**Problem to work on**
Every line that holds the word "review" needs to be copied from the data below.

----------------

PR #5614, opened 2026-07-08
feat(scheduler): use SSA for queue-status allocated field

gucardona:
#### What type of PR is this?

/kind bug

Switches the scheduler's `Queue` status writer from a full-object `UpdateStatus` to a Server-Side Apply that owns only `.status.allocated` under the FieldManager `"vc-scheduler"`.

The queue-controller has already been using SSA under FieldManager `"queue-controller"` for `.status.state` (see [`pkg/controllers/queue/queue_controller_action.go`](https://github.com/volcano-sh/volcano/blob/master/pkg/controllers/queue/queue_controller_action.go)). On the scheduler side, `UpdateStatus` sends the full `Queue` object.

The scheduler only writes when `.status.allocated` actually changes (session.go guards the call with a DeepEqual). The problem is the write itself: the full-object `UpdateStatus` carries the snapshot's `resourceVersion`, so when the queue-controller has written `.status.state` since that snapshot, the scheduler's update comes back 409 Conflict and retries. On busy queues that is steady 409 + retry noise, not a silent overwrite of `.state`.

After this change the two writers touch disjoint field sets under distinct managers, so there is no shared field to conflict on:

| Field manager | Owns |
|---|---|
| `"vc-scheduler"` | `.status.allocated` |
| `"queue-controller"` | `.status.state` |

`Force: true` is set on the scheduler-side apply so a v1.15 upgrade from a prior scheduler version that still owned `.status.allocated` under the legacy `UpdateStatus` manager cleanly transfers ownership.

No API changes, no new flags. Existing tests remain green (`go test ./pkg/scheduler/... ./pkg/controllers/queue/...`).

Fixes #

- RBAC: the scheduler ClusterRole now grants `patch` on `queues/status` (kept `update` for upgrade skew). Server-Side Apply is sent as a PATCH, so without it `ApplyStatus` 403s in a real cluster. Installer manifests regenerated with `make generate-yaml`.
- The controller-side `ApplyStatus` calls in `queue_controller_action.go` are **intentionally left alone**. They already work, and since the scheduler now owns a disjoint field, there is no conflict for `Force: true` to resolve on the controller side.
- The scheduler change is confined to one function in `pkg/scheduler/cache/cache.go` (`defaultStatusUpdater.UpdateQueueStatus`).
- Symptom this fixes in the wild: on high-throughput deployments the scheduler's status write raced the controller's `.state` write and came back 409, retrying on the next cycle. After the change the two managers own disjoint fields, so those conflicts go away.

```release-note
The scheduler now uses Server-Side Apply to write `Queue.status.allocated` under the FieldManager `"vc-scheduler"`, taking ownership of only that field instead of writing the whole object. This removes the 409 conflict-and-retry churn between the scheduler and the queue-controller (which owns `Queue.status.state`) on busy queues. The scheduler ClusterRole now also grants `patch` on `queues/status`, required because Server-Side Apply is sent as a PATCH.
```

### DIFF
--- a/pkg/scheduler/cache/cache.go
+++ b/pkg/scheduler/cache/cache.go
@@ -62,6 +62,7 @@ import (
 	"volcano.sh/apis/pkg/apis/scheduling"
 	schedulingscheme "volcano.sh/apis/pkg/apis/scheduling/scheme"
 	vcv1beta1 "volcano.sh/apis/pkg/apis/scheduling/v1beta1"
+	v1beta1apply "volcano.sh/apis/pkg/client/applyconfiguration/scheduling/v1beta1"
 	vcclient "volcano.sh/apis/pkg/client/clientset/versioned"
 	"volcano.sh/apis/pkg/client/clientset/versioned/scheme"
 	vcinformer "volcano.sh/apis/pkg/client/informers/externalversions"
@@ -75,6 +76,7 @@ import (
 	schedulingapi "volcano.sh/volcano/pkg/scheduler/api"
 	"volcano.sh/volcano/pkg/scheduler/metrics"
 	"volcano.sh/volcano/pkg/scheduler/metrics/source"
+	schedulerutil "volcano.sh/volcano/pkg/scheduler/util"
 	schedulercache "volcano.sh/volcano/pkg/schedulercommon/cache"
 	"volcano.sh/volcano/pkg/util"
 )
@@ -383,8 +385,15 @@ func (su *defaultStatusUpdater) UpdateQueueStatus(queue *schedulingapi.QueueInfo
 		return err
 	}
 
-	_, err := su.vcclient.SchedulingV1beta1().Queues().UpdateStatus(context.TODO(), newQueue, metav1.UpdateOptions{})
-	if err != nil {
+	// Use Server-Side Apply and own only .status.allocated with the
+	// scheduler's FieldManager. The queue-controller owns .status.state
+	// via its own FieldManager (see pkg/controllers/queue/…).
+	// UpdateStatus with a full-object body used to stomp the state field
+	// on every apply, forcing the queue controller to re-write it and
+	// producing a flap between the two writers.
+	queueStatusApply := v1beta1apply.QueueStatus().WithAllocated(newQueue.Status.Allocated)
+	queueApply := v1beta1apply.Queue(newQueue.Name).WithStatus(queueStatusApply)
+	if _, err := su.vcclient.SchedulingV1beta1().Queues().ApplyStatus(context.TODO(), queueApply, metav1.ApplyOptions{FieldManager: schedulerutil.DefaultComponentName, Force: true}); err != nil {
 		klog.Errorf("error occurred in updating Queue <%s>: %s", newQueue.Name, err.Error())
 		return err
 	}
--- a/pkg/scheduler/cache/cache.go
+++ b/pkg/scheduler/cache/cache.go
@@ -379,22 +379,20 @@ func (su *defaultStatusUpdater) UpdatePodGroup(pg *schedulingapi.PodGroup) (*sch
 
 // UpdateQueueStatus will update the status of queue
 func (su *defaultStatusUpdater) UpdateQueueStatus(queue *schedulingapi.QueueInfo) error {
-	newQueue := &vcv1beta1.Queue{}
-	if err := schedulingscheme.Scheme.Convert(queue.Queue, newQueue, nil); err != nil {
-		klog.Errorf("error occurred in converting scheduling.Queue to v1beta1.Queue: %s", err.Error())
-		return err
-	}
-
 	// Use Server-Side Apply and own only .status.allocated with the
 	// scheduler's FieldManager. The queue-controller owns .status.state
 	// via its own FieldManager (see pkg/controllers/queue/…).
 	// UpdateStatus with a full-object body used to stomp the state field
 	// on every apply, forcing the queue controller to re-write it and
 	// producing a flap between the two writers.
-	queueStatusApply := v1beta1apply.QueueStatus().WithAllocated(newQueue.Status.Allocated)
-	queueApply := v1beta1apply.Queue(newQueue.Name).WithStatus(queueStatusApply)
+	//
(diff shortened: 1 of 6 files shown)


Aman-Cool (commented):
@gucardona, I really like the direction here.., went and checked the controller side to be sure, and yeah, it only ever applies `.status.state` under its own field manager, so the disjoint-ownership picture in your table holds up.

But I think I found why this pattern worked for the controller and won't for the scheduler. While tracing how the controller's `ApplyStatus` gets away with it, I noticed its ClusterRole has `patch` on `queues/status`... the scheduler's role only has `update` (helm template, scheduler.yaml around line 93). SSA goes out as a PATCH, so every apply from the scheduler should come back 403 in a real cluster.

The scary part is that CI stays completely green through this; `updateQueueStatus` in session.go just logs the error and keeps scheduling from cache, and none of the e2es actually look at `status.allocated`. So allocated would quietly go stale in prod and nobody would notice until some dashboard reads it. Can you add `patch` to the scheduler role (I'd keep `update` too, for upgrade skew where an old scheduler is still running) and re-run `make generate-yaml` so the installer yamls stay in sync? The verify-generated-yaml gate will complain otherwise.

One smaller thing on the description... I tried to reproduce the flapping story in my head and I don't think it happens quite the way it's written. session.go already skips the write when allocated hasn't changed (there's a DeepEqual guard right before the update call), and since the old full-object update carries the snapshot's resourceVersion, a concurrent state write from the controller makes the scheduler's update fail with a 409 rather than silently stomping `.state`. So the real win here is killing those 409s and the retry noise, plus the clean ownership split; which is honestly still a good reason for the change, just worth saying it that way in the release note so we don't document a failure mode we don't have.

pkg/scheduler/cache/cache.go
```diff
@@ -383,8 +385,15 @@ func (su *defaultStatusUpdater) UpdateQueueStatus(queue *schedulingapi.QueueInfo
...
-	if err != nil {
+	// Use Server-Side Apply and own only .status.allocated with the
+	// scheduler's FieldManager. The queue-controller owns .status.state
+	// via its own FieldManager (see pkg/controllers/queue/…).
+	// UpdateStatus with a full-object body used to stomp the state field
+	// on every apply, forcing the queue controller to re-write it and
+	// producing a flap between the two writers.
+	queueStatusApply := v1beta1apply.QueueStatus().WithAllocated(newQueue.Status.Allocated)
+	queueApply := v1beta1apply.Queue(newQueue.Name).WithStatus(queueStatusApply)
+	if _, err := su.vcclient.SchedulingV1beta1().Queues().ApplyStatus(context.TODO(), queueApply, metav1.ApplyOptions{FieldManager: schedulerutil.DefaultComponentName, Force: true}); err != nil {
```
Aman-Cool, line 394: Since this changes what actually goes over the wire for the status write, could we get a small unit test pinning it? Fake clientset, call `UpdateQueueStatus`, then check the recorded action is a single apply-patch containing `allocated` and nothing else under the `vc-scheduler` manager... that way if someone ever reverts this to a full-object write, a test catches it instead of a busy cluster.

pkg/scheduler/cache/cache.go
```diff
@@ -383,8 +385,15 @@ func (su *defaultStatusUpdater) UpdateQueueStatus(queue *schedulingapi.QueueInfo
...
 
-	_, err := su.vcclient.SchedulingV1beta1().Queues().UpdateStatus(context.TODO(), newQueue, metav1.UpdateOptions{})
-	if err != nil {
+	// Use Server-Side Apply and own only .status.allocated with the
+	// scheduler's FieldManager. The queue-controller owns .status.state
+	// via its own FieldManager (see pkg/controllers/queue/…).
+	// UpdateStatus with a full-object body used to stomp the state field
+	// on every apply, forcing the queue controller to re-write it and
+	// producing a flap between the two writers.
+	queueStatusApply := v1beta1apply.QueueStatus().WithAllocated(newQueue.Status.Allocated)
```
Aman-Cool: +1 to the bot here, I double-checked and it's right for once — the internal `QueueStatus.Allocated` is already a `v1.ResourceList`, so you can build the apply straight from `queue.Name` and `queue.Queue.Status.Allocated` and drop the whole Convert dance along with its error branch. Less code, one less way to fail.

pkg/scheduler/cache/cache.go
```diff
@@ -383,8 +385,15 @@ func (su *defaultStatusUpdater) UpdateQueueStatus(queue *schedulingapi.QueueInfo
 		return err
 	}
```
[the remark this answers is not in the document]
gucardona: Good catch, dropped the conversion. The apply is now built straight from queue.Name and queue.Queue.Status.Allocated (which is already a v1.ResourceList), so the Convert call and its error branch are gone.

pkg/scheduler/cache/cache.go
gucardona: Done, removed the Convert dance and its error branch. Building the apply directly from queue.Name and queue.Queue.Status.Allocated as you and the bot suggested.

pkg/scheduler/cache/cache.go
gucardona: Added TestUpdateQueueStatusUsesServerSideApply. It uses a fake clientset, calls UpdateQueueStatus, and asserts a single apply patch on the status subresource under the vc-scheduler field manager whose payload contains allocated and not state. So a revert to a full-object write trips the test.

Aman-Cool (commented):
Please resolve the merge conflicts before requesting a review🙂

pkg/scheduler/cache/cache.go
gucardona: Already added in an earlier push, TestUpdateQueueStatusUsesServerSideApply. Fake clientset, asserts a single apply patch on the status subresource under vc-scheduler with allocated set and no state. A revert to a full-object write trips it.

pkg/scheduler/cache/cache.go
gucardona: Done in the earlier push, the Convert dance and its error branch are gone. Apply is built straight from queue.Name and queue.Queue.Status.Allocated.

----------------

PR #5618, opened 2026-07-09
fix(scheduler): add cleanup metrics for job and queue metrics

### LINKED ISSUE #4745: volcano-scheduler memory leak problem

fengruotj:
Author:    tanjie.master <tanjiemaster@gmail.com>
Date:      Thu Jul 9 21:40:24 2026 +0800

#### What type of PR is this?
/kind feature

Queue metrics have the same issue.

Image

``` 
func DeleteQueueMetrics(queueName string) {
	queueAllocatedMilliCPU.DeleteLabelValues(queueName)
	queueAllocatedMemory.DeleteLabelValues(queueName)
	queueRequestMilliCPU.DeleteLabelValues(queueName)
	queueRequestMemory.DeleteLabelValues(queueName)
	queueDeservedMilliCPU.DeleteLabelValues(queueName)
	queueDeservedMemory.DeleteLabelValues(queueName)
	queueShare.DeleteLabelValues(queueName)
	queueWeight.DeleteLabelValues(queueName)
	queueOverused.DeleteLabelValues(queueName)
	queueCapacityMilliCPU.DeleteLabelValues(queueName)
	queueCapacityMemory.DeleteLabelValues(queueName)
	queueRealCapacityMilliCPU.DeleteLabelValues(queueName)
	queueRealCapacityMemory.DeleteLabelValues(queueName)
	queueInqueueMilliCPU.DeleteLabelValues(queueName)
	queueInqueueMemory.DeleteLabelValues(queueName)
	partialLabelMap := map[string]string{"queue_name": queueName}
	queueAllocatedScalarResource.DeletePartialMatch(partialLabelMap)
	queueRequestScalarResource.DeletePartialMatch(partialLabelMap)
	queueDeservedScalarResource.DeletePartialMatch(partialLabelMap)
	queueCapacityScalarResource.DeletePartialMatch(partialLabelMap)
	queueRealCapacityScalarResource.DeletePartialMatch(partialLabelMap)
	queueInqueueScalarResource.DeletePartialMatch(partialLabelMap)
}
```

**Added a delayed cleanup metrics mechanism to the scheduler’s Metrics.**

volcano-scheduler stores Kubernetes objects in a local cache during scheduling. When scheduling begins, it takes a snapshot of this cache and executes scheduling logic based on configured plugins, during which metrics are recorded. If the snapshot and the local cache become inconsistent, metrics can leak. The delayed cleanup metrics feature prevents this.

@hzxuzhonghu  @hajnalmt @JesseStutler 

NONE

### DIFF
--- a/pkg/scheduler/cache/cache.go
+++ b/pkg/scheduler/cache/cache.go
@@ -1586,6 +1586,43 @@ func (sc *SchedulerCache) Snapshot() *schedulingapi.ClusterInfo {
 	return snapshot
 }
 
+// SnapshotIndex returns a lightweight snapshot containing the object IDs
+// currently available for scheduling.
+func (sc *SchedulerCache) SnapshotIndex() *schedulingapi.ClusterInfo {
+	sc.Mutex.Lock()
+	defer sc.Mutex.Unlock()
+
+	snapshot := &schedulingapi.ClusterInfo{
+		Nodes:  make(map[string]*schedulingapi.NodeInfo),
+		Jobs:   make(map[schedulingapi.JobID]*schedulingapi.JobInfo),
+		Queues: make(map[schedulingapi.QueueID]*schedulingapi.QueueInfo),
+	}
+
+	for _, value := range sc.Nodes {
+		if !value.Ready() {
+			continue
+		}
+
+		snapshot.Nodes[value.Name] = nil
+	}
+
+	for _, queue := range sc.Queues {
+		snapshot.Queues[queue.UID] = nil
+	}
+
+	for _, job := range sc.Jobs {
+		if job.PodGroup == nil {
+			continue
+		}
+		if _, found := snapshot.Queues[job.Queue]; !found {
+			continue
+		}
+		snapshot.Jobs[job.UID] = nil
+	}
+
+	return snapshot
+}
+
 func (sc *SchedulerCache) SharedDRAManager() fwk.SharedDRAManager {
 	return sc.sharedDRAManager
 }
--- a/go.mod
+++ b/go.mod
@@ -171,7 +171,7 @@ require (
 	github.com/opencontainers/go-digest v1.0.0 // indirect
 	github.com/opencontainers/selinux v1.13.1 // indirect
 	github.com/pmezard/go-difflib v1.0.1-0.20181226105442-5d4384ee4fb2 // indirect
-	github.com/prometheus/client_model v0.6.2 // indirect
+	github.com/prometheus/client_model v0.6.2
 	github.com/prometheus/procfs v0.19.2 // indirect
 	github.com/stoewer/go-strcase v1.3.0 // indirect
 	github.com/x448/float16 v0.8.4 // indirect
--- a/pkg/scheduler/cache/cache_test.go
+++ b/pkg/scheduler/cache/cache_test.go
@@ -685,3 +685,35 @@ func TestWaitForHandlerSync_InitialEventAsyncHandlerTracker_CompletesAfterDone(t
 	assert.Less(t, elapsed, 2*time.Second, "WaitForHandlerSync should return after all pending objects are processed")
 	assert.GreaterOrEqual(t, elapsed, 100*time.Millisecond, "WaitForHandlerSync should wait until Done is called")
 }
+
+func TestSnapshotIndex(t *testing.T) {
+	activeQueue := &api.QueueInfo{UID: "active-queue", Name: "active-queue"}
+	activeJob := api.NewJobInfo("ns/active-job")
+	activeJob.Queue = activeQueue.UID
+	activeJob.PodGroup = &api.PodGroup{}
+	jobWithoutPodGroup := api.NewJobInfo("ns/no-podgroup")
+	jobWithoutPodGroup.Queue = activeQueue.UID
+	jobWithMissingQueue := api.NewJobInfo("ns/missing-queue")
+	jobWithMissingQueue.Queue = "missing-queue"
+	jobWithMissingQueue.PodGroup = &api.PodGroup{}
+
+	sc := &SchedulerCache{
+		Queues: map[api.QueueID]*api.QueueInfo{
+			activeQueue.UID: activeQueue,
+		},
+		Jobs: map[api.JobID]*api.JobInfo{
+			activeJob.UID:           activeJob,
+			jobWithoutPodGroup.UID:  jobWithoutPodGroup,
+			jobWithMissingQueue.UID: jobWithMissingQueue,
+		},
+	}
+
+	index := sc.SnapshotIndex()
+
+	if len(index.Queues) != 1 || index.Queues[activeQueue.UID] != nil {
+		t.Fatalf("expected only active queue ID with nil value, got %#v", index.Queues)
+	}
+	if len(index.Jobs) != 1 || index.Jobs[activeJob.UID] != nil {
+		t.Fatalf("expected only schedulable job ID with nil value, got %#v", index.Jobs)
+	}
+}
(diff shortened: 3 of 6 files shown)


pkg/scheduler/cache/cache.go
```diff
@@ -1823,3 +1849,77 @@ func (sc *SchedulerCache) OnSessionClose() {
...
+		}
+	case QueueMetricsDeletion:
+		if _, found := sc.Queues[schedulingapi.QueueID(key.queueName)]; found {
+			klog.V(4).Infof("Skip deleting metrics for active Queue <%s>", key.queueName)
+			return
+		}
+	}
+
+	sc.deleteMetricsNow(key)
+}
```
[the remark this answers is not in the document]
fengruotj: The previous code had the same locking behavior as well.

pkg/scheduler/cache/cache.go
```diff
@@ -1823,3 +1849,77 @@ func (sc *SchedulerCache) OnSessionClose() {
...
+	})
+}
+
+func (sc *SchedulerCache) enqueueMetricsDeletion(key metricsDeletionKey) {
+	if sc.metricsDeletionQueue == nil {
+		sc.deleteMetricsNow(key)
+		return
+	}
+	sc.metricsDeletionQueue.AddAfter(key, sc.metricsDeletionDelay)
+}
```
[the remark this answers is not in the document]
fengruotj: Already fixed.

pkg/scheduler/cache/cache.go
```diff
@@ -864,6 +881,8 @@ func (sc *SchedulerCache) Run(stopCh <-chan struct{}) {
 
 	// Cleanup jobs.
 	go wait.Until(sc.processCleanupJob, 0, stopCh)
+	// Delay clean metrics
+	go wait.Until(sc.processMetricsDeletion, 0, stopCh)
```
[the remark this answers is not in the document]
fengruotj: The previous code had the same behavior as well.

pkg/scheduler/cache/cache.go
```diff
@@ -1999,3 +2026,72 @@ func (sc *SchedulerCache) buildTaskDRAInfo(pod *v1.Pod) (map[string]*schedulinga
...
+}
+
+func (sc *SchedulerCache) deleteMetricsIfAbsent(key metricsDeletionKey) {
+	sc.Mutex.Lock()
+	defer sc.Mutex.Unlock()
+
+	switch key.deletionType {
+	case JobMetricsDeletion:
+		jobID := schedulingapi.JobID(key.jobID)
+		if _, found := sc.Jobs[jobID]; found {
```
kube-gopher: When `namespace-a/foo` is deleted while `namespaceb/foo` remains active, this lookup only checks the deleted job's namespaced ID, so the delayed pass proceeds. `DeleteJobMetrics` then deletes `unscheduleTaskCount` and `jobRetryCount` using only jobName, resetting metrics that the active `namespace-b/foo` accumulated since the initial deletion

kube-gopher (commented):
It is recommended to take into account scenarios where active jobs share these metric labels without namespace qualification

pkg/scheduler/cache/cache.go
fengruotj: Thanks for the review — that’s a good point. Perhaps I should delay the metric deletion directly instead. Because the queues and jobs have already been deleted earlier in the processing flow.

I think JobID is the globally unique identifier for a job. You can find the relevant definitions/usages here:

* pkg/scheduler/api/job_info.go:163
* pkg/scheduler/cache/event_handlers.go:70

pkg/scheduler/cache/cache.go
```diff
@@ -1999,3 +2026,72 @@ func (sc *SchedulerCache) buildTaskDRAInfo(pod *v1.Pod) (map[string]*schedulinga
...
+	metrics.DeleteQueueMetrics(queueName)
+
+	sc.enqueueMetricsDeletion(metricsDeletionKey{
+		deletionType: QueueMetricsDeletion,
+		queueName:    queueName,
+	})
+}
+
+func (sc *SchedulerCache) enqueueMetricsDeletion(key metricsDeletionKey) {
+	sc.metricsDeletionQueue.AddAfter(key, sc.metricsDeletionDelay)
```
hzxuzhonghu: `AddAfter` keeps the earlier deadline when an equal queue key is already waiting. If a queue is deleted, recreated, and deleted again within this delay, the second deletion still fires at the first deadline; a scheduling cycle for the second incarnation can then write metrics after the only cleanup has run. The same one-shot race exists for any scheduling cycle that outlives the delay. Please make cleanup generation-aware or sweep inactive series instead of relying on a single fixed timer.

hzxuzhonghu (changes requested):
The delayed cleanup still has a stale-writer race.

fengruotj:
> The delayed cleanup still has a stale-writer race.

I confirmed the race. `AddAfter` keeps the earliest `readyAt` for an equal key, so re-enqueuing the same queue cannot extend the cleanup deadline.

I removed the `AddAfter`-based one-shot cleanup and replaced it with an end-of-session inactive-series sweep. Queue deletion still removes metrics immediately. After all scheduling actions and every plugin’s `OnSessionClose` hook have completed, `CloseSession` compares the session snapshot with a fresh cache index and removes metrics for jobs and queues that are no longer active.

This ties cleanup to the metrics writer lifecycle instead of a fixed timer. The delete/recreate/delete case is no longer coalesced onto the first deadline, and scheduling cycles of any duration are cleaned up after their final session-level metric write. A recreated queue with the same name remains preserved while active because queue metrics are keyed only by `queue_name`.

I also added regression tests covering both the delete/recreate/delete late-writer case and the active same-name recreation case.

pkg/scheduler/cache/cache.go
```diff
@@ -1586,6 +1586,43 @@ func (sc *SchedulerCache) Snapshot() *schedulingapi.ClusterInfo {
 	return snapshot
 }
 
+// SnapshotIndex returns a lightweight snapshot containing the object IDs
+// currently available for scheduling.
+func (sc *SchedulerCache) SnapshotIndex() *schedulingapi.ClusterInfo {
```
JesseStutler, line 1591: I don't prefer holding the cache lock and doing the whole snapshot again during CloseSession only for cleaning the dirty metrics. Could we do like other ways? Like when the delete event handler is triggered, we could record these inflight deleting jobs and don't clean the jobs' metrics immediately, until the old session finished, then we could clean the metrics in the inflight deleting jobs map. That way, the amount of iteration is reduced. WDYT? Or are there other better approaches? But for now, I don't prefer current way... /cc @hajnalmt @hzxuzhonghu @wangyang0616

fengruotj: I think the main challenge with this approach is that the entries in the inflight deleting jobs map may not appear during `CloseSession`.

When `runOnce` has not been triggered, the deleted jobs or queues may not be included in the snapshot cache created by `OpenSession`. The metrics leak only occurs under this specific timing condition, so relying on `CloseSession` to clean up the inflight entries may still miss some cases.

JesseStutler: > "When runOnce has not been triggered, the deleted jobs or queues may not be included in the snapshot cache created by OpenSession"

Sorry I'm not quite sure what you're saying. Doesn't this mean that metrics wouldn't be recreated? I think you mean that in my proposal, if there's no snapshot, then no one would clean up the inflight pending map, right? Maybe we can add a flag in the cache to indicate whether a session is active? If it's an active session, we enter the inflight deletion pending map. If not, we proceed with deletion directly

----------------

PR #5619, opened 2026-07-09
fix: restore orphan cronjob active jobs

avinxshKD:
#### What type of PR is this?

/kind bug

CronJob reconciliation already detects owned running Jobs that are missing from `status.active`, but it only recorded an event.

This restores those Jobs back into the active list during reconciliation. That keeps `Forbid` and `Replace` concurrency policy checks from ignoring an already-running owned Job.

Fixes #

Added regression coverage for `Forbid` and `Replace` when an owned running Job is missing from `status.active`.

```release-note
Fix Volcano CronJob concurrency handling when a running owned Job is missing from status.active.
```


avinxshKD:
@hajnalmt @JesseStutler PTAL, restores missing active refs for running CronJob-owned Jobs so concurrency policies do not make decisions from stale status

----------------

**Response area**
Please resolve the merge conflicts before requesting a review🙂
fengruotj: Thanks for the review — that’s a good point. Perhaps I should delay the metric deletion directly instead. Because the queues and jobs have already been deleted earlier in the processing flow.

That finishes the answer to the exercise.